In conjunction with the rise of the “Quantified Self Movement”, a lot of pervasive
activity trackers have come to market as well. What started with the FitBit as a
means to regularly remind info workers to take breaks and exercise, and to
make data about their actual exercise available to them, has blossomed into a
varied product range, that capture all kinds of vital signs, with the most
comprehensive probably being the Basis watch which sports sensors for heart
rate, skin temperature, perspiration and a 3-axis accelerometer and thus claims
to give insight into general activity, stress levels and quality of sleep.
Connected devices aren’t necessarily restricted to measuring and collecting data,
however, but can drive behaviour by the actions that get triggered by them, and
thus change outcomes. One of the best illustrations in this regard is the Vitality
GlowCap – basically a connected cap for pill bottles and a companion base
station. The GlowCap monitors whether medication is taken in adherence with
the schedule, and will start to blink and make sounds if the patient has forgotten
to take their medication. If, after two hours, the patient still hasn’t taken their
pills, it will start a social feedback mechanism of first having a call made to the
individual by Vitality’s service center and then alerting previously specified
relatives. It also gives healthcare professionals much better insight into the
compliance of their patients.
The GlowCap is a good example which sits right at the intersection of privately
managed, unregulated “gadgets” and regulated “medical equipment”.
In the regulated health care industry, similar approaches will be fruitful.
Automatically having a pulse or blood pressure reading committed to a patient’s
medical history file without human intervention would free up time with medical
staff and reduce the chance of mistakes in transcribing the measurements. In a
scenario of hospitalized patients, this could go even so far as the patient, by
means of a Bluetooth Low Energy-equipped bracelet, identifying himself to the
measurement device and thus reducing the probability of mistakes even further.
EASING THE BURDEN
Making the life of diabetes patients easier and safer is another avenue which is
being explored. The AgaMatrix Glucose Meter, for instance, is an iPhone
peripheral with a companion app. The measurement of your blood glucose
levels works just as usual with this device. It’s ability to utilize the capabilities of
its host mobile computing platform, however, allows it to combine the
measurement with all kinds of other data, and automatically log it for you. It’s
not especially hard to imagine an insulin injection kit which automatically adjusts
the dose to be administered on the last reading and the historical trendlines. It
could also be possible to use additional information, such as workout data, or
logged meals consumed. A more granular, and more accurate, view into
longitudinal blood glucose data would also allow healthcare professionals to
make much better determinations about the current status and future prognosis
of an individual patient.
KEY CHALLENGES AND BENEFITS
More integrated systems of data capture and storage require different
approaches to data management, disclosure and security. It is not sufficient
anymore to just assume security as it could be in times of locked-away paper
records. Platforms that actuate on specific parameters, like pacemakers or
insulin pumps, need to be sufficiently secure as to avoid security exploits that
could cause bodily harm.
PRIVACY AND CONFIDENTIALITY
One of the main concerns regarding Electronic Health Records is who gets
access to these records. After all, information about a person’s health condition
tends to be one of the most private and guarded sets of information, often
protected by special patient-doctor privilege which prohibits medical
practitioners to disclose even the faintest bits of information about the status of
particular patients without court warrants.

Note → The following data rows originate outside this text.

PR #158, opened 2016-01-28
add demo_bgp.pp

andy91315:
add demo_bgp.pp only


lib/puppet/provider/cisco_ace/nxapi.rb
```diff
@@ -1,9 +1,9 @@
 #
```
mikewiebe: Please remove these cisco_ace diffs from your diffs.

PR #162, opened 2016-01-29
Demo Interface manifest fixes

robert-w-gries:
### Fixes

* Create acl dependencies before setting `ip_acl` properties
* Removed `speed` and `duplex` from demo manifest due to too many differences between platforms and linecards
* Use different interfaces for `channel_group` and `switchport mode access` testing

### Testing

* 3k - passes
* 5k - **Needs testing**
* 6k - **Needs testing**
* 7k - passes
* 9k - passes

### DIFF
--- a/examples/demo_interface.pp
+++ b/examples/demo_interface.pp
@@ -15,6 +15,26 @@
 # limitations under the License.
 
 class ciscopuppet::demo_interface {
+  cisco_acl { 'ipv4 v4acl1':
+    before => Cisco_interface['Ethernet1/1'],
+    ensure => 'present',
+  }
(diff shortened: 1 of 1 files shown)


examples/demo_interface.pp
```diff
@@ -42,14 +63,14 @@
     channel_group   => 200,
```
chrisvanheuveln: You don't appear to be on the latest refpoint. The channel_group property was moved out of cisco_interface already:

https://github.com/cisco/cisco-network-puppet-module/blob/release_1.2.0/examples/demo_interface.pp#L41

PR #163, opened 2016-01-29
Use TPNNS SSHd. Don't hard-code user/pass in utilitylib.

glennmatthews:
Update the workflow in the Beaker readme to explain setting up TPNNS SSHd and non-root login on XR. Update utilitylib to use the SSH user/password from hosts.cfg instead of hard-coding 'root/lab'.

### DIFF
--- a/docs/README-develop-beaker-scripts.md
+++ b/docs/README-develop-beaker-scripts.md
@@ -63,9 +63,9 @@ end
 
 ### Configure IOS XR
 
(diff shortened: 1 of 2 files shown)


glennmatthews:
@sushirol @chburket @brturn Have any of you had a chance to try this diffset out? It works for me and I think makes for a saner workflow but I'd like some feedback before I merge. Thanks!

glennmatthews:
New diffs with hopefully improved IOS XR configuration steps. @chburket please take another look. Thanks!

chburket:
:+1:

PR #175, opened 2016-02-04
Copy relevant git hooks from cisco-network-node-utils

glennmatthews:
Copying over some of the most useful git hooks from cisco-network-node-utils. Others can be ported over as needed.


robert-w-gries:
:+1:

Suggestion:  adding a puppet-lint check for the demo manifests could be useful

PR #141, opened 2017-02-17
Remove tabs within if statements

elemoine:
This is a fix style only patch.


pblottiere:
Thank you for cleaning!

PR #142, opened 2017-02-18
pc_point_to_geometry_wkb : get_m fix

mbredif:
A typo was introduced while rebasing this PR: `z` values were assigned to both `z` and `m` output points


strk:
Pushed, thanks.
This means that code path is lacking a testcase, right ?
Up to cover it ?

mbredif:
ok : #143 is ready for review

However, there are multiple third parties which have vested interests in getting
access to data about patients, be that on individuals or in anonymized
aggregates. Special care needs to be given to latitudinal data that tries to
combine a breadth of data across large parts of the populace to look into
potential early warning signs for the onset of specific diseases to not accidentally
de-anonymize and make individuals identifiable. (As studies have shown,
relatively few data points can be sufficient to identify individuals.)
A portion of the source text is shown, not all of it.